> What you are asked to do
Could you copy out all of the entries exactly?
Material shown section start
PR #1246, opened 2022-08-18
Drop Python 3.7x from the nightly binary builds

powderluv:
It should still build from anything 3.6+ (until MLIR changes the minimum version). We have seen zero downloads with Python 3.7.


silvasean:
SGTM

silvasean (approved):

sjain-stanford (approved):

PR #1249, opened 2022-08-19
[cleanup] Change OutputType enum values to strings

silvasean:
The use of numbers was arbitrary and was preventing the enum values from
being put in the natural order.


fortianyou (approved):
LGTM! Thanks @silvasean

PR #1251, opened 2022-08-19
[MLIR][TORCH] Add torch.Device type to backend contract scalar types

vivekkhandelwal1:
This error was coming up for various models:
```
  File "v_diffusion_model_only.py", line 208, in <module>
    module = torch_mlir.compile(
  File "/home/vivek/work/02_07/vivekkhandelwal1-torch-mlir/build/tools/torch-mlir/python_packages/torch_mlir/torch_mlir/__init__.py", line 217, in compile
    run_pipeline_with_repro_report(mb.module,
  File "/home/vivek/work/02_07/vivekkhandelwal1-torch-mlir/build/tools/torch-mlir/python_packages/torch_mlir/torch_mlir/compiler_utils.py", line 73, in run_pipeline_with_repro_report
    raise TorchMlirCompilerError(trimmed_message) from None
error: unsupported by backend contract: type '!torch.Device'
note: see current operation: %554 = "torch.constant.device"() {value = "cpu"} : () -> !torch.Device
```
Material shown section end
> Your solution
PR #1246, opened 2022-08-18
Drop Python 3.7x from the nightly binary builds

powderluv:
It should still build from anything 3.6+ (until MLIR changes the minimum version). We have seen zero downloads with Python 3.7.


silvasean:
SGTM

silvasean (approved):

sjain-stanford (approved):

PR #1249, opened 2022-08-19
[cleanup] Change OutputType enum values to strings

silvasean:
The use of numbers was arbitrary and was preventing the enum values from
being put in the natural order.


fortianyou (approved):
LGTM! Thanks @silvasean

PR #1251, opened 2022-08-19
[MLIR][TORCH] Add torch.Device type to backend contract scalar types

vivekkhandelwal1:
This error was coming up for various models:
```
  File "v_diffusion_model_only.py", line 208, in <module>
    module = torch_mlir.compile(
  File "/home/vivek/work/02_07/vivekkhandelwal1-torch-mlir/build/tools/torch-mlir/python_packages/torch_mlir/torch_mlir/__init__.py", line 217, in compile
    run_pipeline_with_repro_report(mb.module,
  File "/home/vivek/work/02_07/vivekkhandelwal1-torch-mlir/build/tools/torch-mlir/python_packages/torch_mlir/torch_mlir/compiler_utils.py", line 73, in run_pipeline_with_repro_report
    raise TorchMlirCompilerError(trimmed_message) from None
error: unsupported by backend contract: type '!torch.Device'
note: see current operation: %554 = "torch.constant.device"() {value = "cpu"} : () -> !torch.Device
```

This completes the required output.